The mse loss doesn't seem to scale_fwd whereas cross entropy loss does. On the other hand mse loss scales bwd for both input and target by a fixed value, while cross entropy doesn't. Can you please explain the reasons behind these decisions.

I'll have a go at annotating the code. An important thing to note is that for losses, we assume constraint=None, which means we're free to choose separate scaling factors in the forward and backward passes.

# Cross entropy loss
    input = scale_bwd(input, vocab_size / (vocab_size - 1) ** 0.5)  # from [unit scaling] Table 5
    input = scale_fwd(input, mult)  # multiplier to "sharpen" the softmax; no need to scale grad since constraint=None
    loss = F.cross_entropy(...)
    if reduction == "mean":
        return scale_fwd(loss, 1 / batch_size)  # just scale_fwd, thanks to separate scaling of fwd/bwd
    assert reduction == "sum"
    return loss

# MSE loss
    grad_scale = 8**-0.5  # Assume `input` and `target` are independent ~N(0, 1) & grad(input)=2*(input-target)
    input = scale_bwd(input, grad_scale)
    target = scale_bwd(target, grad_scale)  # typically target.requires_grad is False, but just in case
    loss = F.mse_loss(input, target, size_average, reduce, reduction="sum")
    if reduction == "mean":
        return scale_fwd(loss, 1 / input.nelement())  # just scale_fwd, thanks to separate scaling of fwd/bwd
    assert reduction == "sum"
    return loss

[unit scaling] https://arxiv.org/abs/2303.11257

So I think they're reasonably consistent.
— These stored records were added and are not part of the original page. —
PR #798, opened 2021-11-26
fix: executable recognition on Windows

magicmonty:
In Windows, the function `vim.loop.fs_access(<filename>, 'X')` always returns true. So all files will be marked as executable.
In this PR I fix this, by getting the list of executable extension off the environment variable `PATHEXT` and comparing the file name extension with it, if neovim runs under Windows.

### DIFF
--- a/lua/nvim-tree/populate.lua
+++ b/lua/nvim-tree/populate.lua
@@ -37,9 +37,32 @@ local function dir_new(cwd, name)
   }
 end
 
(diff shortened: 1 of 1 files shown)


kyazdani42:
i believe this PR is duplicate of https://github.com/kyazdani42/nvim-tree.lua/pull/784, closing this.

magicmonty:
Sure, sorry, missed that one ;)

Softmax cross entropy has no scaling for labels which can't receive a gradient. MSE loss has no mult, as I think a multiplier on the inputs wouldn't make sense, and a multiplier on (inputs - targets) would end up as a scaling factor on both forward and backward passes, which we'd then cancel out to recover unit scale.

R.e. quantile loss, that looks broadly reasonable, yes, although I am unfamiliar with the particulars of this loss function. If independent Gaussian inputs are a reasonable assumption, it looks like the scale should possibly be $\times2$ not $\times2\sqrt{2}$, however:

quantiles = torch.tensor([0.5])  # multiple quantile scaling is broken
y = torch.randn(1000, 128, 1).requires_grad_()
y_hat = torch.randn(1000, 128, len(quantiles)).requires_grad_()

def loss_fn(y_hat, y):
    loss = repeat(y, 'b s d -> b s (d n)', n=len(quantiles)) - y_hat
    loss = torch.max((quantiles-1.0)*loss, quantiles*loss).mean()
    return loss

def unit_mup_loss_fn(y_hat, y):
    grad_scale = 2  # 8 ** -0.5
    y_hat = scale_bwd(y_hat, grad_scale)
    y = scale_bwd(y, grad_scale)

    loss = repeat(y, 'b s d -> b s (d n)', n=len(quantiles)) - y_hat
    loss = torch.max((quantiles-1.0)*loss, quantiles*loss).sum()
    return scale_fwd(loss, 1 / y_hat.nelement())

y.grad = y_hat.grad = None
loss = loss_fn(y_hat, y)
loss.backward()
print("   unscaled", loss.item(), y.grad.std().item(), y_hat.grad.std().item())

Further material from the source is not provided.